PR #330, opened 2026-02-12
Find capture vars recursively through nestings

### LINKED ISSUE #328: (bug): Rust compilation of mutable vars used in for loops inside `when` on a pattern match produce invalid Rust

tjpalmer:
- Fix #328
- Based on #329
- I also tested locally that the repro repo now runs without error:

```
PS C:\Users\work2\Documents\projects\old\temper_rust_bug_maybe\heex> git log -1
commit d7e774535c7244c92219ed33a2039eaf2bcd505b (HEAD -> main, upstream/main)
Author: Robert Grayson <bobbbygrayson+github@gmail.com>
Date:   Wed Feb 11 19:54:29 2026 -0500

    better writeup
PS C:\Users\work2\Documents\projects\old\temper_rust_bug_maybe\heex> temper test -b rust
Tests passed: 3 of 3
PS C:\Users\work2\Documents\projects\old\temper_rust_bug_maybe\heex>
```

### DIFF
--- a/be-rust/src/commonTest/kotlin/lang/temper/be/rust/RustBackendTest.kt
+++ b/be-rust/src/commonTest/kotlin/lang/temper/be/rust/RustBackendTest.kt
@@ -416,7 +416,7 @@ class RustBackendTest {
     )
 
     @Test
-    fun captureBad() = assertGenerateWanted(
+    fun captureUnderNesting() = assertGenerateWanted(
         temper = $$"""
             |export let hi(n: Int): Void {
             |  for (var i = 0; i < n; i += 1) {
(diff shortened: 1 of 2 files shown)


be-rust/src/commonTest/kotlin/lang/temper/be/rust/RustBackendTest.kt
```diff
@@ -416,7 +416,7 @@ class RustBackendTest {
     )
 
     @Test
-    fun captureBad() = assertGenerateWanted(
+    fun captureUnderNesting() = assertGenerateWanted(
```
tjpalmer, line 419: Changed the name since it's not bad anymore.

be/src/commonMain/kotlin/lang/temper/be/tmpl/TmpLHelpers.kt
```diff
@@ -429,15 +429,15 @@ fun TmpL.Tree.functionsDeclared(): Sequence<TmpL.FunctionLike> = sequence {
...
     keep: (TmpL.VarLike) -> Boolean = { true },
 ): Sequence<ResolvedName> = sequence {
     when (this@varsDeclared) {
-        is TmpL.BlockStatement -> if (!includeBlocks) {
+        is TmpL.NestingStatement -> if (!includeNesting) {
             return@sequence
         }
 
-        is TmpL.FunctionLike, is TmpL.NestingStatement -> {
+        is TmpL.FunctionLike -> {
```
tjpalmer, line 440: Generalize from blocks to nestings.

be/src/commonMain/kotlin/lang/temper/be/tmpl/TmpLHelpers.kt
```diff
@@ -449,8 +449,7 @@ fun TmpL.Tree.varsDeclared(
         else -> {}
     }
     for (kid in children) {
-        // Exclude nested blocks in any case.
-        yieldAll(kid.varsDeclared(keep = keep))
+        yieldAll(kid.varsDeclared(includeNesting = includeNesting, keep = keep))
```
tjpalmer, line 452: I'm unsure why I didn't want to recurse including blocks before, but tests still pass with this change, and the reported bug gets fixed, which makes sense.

• **What to do**: From the entries above, copy each line holding "RustBackendTest".

• **Answer section**:
--- a/be-rust/src/commonTest/kotlin/lang/temper/be/rust/RustBackendTest.kt
+++ b/be-rust/src/commonTest/kotlin/lang/temper/be/rust/RustBackendTest.kt
@@ -416,7 +416,7 @@ class RustBackendTest {
be-rust/src/commonTest/kotlin/lang/temper/be/rust/RustBackendTest.kt
@@ -416,7 +416,7 @@ class RustBackendTest {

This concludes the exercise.